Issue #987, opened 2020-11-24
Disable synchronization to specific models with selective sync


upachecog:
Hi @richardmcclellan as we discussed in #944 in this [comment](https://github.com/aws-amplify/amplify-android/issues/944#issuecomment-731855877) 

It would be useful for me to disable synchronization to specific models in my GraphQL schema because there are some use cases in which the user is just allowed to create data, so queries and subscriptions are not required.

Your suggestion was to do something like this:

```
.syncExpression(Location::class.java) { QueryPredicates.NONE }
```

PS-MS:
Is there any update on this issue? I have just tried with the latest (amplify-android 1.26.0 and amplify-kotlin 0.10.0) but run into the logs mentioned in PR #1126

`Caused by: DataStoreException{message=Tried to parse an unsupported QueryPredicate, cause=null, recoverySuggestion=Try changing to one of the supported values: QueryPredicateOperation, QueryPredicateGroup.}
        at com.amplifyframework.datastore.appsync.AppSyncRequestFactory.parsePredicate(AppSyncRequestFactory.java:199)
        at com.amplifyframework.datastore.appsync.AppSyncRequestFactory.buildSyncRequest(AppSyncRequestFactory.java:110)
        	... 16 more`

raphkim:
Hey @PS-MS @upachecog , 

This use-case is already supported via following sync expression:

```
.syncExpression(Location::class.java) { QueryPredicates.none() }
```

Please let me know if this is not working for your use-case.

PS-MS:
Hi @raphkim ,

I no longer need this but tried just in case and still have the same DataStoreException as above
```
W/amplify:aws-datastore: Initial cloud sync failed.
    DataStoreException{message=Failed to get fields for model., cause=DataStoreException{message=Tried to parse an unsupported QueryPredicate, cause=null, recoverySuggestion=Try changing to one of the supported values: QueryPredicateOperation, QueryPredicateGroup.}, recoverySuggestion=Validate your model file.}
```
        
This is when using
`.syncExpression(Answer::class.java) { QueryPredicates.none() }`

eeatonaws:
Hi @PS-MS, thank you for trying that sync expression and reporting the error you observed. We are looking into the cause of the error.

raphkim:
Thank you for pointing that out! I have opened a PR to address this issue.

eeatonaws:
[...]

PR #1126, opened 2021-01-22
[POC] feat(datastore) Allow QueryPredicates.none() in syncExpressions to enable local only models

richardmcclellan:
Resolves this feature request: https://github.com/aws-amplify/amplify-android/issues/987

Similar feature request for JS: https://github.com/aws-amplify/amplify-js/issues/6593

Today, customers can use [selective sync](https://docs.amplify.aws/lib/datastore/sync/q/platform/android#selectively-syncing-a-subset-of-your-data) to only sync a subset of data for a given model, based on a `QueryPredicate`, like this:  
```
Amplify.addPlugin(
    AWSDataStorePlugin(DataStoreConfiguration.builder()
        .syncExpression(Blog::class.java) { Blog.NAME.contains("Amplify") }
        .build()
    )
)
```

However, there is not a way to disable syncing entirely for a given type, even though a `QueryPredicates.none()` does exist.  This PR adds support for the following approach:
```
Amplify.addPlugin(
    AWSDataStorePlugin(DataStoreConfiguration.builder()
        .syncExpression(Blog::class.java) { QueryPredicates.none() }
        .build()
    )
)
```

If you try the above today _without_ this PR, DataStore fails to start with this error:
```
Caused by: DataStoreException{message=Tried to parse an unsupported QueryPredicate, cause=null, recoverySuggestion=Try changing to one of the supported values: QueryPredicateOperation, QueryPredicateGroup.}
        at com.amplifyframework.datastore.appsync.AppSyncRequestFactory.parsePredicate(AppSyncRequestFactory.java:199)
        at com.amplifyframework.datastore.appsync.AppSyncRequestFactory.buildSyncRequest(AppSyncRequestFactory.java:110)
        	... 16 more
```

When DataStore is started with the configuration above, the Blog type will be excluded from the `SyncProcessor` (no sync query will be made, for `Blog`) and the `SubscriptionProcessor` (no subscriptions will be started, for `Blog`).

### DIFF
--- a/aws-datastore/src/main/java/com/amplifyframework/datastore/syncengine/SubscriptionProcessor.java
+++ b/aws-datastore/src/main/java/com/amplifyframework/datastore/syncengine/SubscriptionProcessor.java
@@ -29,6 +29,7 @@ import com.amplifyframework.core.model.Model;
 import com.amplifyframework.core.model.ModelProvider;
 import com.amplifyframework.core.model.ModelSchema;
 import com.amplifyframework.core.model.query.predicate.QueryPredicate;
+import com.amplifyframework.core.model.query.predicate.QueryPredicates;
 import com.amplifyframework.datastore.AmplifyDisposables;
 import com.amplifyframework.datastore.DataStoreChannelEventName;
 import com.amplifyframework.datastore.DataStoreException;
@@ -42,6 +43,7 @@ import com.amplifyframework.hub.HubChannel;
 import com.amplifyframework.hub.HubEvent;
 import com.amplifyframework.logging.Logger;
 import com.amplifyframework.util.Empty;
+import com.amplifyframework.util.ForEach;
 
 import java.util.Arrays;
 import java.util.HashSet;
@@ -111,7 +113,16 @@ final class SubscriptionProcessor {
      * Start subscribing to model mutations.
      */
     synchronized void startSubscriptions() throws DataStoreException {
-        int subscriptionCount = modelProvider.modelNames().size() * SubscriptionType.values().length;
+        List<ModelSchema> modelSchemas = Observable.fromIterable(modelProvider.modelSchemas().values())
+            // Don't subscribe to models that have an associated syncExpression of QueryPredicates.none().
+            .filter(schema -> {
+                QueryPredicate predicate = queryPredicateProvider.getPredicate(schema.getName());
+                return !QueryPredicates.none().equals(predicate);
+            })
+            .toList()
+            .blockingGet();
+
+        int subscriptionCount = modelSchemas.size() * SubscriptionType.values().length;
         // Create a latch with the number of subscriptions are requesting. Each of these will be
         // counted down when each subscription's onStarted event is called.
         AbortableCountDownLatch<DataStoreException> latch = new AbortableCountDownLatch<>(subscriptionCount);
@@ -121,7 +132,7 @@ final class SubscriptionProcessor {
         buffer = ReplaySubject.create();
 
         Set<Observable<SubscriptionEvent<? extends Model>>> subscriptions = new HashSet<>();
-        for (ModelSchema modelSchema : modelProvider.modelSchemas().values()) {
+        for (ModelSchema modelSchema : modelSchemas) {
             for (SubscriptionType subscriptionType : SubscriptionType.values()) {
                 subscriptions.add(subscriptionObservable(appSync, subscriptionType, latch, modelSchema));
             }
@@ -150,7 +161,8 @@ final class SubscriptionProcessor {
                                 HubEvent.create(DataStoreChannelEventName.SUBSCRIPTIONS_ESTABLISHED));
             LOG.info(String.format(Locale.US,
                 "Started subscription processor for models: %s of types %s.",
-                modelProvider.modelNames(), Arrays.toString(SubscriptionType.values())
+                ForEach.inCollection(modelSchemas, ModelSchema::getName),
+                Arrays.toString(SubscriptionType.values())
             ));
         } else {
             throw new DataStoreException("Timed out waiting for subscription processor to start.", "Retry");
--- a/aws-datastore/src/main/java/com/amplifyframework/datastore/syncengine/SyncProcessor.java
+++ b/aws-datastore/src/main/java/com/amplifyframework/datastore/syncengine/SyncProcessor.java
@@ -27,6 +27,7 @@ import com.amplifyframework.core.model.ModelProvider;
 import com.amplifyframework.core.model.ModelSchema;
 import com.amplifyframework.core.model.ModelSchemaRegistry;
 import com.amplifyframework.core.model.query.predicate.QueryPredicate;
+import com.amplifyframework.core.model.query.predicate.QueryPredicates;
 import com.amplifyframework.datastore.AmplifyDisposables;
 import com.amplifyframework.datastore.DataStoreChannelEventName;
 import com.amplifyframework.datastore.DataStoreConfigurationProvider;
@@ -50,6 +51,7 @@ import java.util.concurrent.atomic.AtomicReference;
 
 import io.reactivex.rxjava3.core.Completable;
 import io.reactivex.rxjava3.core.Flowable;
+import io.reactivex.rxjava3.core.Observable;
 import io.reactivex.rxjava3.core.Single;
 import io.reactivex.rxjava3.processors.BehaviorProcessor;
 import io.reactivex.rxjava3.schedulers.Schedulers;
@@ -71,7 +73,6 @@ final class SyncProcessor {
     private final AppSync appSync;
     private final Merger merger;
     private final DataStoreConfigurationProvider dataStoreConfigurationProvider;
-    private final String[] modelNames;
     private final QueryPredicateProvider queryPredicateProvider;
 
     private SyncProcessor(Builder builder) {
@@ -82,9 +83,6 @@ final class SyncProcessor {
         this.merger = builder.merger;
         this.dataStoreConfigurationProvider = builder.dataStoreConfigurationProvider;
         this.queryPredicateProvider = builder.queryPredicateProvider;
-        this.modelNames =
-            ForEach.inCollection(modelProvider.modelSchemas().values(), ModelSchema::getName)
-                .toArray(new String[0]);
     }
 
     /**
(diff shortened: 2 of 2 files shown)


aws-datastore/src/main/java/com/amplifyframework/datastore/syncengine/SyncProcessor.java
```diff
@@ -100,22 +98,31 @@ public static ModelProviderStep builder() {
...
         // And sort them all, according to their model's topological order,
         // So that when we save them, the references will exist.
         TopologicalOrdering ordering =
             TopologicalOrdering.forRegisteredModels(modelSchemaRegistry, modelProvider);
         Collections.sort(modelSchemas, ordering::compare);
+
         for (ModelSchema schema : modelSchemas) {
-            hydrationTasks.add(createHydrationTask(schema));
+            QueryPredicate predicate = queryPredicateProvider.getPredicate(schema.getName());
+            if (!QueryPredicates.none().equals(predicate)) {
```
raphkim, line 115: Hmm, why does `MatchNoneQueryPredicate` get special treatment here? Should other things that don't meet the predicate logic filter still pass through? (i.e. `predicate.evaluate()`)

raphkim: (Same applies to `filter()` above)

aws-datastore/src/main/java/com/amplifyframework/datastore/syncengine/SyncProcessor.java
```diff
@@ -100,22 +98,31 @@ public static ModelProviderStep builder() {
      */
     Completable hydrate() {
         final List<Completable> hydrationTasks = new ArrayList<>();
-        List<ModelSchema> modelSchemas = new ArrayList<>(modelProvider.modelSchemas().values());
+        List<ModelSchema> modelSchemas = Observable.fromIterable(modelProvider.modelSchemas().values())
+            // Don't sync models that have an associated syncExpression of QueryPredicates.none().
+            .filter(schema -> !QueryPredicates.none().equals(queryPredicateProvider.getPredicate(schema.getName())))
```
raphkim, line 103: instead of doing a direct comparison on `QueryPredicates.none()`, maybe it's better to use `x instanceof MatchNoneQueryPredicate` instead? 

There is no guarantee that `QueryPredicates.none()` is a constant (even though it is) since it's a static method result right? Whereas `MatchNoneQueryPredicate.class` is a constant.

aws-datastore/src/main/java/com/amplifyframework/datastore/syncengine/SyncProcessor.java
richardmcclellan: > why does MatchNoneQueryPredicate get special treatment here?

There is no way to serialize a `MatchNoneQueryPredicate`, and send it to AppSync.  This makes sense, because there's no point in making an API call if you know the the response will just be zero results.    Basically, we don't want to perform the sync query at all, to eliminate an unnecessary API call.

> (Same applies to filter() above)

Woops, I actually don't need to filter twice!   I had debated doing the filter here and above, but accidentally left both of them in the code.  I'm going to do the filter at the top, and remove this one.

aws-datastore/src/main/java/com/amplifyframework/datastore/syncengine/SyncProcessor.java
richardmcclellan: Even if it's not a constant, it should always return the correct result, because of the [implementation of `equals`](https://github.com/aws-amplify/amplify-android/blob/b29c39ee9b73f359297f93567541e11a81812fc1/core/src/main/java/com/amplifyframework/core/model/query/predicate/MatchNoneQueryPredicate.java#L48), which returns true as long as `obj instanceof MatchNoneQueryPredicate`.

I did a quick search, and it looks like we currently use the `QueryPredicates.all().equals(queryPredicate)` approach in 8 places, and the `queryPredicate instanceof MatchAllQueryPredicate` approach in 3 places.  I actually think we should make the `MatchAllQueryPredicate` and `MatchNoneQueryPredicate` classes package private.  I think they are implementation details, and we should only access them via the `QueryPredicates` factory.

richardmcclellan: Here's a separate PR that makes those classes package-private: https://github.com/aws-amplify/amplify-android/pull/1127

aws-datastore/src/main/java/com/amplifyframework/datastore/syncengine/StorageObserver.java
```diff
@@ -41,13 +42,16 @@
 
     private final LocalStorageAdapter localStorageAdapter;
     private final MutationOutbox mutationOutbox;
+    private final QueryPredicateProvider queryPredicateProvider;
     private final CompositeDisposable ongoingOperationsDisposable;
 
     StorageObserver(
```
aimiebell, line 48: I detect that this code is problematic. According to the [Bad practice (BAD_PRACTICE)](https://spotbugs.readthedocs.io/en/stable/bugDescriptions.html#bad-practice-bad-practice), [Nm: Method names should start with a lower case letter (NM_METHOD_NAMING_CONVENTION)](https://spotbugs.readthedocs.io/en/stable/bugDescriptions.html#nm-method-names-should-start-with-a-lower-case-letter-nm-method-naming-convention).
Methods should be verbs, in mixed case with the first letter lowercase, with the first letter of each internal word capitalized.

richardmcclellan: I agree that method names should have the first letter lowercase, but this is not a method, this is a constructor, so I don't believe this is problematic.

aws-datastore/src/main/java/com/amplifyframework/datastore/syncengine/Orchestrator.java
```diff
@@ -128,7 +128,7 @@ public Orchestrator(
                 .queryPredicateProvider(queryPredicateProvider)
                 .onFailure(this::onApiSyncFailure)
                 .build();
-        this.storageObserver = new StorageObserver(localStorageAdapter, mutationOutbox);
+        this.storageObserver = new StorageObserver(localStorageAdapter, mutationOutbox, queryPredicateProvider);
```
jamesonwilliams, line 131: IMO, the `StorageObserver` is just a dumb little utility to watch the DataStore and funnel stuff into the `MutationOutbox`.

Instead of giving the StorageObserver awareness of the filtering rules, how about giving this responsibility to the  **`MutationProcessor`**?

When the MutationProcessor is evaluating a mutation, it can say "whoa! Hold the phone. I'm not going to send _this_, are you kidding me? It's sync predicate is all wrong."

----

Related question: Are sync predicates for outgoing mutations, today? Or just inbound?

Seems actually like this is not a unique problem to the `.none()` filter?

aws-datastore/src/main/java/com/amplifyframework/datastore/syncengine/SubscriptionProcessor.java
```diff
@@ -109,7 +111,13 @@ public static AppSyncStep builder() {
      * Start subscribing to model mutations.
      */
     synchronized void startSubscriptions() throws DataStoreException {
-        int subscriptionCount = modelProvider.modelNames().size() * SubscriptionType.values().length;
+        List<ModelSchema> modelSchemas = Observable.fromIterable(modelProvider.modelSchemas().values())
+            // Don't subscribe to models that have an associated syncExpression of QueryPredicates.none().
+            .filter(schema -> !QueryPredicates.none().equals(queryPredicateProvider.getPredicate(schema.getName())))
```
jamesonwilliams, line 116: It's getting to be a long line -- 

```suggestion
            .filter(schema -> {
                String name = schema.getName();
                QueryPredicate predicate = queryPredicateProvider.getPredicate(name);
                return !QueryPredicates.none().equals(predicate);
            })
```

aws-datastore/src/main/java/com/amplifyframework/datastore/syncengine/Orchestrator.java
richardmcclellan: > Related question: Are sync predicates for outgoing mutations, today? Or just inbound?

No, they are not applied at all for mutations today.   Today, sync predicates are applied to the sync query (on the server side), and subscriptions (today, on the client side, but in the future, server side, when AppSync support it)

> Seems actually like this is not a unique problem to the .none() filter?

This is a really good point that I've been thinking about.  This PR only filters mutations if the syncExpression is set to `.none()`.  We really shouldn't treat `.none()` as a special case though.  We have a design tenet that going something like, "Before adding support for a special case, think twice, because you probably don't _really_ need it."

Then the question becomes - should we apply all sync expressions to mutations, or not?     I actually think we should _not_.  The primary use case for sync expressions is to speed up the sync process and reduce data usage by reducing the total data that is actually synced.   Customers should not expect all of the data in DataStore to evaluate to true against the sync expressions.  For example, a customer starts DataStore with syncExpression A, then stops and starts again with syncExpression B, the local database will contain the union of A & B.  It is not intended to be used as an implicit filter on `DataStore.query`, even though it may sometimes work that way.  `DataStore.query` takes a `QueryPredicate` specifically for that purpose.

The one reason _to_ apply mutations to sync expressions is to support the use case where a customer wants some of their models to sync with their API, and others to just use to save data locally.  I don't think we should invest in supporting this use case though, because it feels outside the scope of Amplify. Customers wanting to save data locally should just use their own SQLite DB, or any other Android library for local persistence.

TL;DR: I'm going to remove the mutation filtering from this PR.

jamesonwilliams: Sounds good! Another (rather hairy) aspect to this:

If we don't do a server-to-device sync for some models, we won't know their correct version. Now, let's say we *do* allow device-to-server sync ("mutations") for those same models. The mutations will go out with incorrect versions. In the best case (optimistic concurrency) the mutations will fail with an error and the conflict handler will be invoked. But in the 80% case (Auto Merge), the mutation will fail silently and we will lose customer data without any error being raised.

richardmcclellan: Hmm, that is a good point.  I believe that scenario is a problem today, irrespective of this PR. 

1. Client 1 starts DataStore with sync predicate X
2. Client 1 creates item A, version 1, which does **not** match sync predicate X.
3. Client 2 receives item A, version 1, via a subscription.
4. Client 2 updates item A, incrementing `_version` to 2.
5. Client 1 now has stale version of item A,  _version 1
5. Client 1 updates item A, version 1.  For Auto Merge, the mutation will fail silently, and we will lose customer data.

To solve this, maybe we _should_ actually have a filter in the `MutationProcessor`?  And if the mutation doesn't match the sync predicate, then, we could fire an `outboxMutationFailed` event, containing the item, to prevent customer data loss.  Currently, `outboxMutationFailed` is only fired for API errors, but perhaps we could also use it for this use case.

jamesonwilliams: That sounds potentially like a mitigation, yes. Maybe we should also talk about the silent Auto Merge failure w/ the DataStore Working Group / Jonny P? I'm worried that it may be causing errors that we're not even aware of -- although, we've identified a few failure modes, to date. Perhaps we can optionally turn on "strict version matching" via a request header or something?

▸ **HOW TO COMPLETE THIS TASK**: Give again, unchanged, the lines running from the top of the material above through the line that has "Hi @richardmcclellan as", and nothing more.

▸ **TASK RESPONSE**:
Issue #987, opened 2020-11-24
Disable synchronization to specific models with selective sync


upachecog:
Hi @richardmcclellan as we discussed in #944 in this [comment](https://github.com/aws-amplify/amplify-android/issues/944#issuecomment-731855877) 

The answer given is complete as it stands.